START Material supplied

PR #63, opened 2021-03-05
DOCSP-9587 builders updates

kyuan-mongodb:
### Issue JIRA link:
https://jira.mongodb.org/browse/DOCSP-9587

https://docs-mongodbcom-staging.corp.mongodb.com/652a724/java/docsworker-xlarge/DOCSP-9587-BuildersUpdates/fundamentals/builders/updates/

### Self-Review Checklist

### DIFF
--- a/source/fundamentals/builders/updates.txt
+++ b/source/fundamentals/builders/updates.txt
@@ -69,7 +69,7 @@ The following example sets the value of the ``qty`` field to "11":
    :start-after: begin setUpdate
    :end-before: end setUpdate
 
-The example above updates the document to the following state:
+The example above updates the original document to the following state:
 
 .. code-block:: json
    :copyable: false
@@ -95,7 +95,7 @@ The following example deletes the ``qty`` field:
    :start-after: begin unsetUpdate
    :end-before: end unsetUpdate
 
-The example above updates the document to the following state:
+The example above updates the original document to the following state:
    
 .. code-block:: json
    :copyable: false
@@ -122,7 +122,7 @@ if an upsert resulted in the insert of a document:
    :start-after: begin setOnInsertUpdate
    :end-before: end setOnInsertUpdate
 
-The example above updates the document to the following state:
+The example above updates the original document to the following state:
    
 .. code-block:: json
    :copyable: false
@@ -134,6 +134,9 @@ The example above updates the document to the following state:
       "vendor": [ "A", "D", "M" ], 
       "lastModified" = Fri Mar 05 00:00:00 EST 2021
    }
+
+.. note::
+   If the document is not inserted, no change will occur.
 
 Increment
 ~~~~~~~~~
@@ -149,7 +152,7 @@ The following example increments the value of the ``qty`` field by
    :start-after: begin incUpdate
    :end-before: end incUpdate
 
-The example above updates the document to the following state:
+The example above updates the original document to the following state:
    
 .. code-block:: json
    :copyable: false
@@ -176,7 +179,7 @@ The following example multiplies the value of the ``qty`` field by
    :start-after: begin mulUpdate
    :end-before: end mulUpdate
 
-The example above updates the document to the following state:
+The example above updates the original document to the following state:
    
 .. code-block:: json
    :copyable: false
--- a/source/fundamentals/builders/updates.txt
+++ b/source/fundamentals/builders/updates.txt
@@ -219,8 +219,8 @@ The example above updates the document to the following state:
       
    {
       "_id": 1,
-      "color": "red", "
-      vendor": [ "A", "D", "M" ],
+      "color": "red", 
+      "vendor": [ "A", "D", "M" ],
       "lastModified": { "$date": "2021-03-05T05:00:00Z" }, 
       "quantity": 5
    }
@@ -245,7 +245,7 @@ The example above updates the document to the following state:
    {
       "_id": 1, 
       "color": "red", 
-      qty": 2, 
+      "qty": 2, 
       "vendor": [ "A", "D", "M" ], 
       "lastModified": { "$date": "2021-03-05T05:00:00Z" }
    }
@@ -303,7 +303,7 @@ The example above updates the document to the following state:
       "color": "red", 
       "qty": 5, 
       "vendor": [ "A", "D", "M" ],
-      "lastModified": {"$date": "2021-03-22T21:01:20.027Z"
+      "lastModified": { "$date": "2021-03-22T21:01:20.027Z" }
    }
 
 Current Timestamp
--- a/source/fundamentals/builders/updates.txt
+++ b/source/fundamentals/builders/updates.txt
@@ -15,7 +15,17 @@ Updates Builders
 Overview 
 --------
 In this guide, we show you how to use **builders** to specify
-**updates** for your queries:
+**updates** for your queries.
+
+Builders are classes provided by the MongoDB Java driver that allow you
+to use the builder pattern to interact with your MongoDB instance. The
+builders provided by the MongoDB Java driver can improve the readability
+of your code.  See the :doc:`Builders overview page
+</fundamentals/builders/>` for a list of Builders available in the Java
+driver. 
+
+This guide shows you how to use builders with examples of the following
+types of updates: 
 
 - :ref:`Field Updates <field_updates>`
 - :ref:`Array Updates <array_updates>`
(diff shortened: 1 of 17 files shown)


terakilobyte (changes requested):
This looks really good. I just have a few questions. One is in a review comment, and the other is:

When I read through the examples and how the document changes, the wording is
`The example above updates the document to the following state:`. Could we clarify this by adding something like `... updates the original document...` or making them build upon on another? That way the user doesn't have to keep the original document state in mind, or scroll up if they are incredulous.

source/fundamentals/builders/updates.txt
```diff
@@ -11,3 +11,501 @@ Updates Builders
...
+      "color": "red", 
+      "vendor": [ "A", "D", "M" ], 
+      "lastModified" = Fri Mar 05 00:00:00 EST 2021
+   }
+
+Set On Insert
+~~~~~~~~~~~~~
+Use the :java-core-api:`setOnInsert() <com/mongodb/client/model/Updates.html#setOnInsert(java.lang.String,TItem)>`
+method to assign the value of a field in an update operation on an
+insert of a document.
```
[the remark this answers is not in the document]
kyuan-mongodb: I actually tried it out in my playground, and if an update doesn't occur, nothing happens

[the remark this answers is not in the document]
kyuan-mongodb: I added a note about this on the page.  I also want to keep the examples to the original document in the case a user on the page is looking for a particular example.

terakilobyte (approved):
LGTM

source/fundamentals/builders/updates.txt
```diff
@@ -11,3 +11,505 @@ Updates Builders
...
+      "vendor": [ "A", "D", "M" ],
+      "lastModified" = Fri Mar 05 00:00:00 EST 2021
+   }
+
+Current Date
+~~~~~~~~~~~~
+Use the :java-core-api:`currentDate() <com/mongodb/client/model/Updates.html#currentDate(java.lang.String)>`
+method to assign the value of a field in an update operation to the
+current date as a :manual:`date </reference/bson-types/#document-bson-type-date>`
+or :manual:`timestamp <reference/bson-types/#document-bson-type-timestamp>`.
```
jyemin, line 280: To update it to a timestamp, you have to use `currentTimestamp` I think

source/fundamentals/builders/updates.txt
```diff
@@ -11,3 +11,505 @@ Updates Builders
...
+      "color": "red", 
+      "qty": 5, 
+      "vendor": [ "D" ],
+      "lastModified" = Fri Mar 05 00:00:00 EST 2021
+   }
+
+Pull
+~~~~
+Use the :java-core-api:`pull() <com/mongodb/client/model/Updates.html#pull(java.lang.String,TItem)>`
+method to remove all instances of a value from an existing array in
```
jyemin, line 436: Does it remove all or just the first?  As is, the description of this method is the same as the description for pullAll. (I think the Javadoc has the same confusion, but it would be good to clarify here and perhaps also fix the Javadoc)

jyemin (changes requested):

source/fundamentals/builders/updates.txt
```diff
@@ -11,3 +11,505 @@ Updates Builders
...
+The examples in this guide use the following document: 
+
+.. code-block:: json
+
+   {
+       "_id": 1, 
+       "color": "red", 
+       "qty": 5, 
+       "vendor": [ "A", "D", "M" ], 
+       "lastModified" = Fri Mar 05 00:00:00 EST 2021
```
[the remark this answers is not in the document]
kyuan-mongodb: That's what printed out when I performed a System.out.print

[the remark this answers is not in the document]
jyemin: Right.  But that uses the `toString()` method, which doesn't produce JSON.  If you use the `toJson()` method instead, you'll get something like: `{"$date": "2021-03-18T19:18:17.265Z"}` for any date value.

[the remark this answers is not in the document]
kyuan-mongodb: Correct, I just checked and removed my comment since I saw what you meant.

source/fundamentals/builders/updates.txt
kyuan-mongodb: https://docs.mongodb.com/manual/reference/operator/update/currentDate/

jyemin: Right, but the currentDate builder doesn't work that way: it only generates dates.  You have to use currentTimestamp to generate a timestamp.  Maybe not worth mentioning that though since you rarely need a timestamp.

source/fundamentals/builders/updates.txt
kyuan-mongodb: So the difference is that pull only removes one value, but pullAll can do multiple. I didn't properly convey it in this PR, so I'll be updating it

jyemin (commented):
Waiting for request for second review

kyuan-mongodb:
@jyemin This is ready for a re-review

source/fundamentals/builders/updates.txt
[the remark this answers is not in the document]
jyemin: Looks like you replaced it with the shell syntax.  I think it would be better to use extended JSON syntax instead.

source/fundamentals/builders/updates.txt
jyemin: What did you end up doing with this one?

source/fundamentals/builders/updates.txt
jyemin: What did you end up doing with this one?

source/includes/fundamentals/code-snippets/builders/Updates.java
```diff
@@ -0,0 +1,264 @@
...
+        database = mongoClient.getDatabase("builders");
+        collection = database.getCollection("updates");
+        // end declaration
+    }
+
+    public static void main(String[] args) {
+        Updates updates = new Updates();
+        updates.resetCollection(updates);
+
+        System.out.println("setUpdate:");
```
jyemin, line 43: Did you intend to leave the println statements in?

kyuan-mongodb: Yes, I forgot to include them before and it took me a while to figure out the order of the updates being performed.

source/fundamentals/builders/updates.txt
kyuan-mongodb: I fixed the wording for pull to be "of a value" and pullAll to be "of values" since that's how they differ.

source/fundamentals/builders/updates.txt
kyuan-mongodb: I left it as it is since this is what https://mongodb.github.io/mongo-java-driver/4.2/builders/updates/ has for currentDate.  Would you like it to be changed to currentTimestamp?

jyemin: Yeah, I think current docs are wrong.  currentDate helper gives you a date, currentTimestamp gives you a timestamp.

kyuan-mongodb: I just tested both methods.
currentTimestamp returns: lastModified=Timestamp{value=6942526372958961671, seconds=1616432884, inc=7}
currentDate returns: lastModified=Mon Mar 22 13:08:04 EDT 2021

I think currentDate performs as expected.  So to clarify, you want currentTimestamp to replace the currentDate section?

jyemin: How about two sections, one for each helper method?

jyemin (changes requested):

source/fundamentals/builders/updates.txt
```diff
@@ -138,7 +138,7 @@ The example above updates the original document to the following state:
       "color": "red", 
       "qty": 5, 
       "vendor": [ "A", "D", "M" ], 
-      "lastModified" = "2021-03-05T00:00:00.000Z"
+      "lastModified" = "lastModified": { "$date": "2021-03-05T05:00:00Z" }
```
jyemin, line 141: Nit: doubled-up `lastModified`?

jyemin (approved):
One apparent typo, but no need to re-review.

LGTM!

END Material supplied

● **Problem to solve**: Which lines above contain the word "only"? Copy each one.

● **Answer below**:
jyemin: Right, but the currentDate builder doesn't work that way: it only generates dates.  You have to use currentTimestamp to generate a timestamp.  Maybe not worth mentioning that though since you rarely need a timestamp.
kyuan-mongodb: So the difference is that pull only removes one value, but pullAll can do multiple. I didn't properly convey it in this PR, so I'll be updating it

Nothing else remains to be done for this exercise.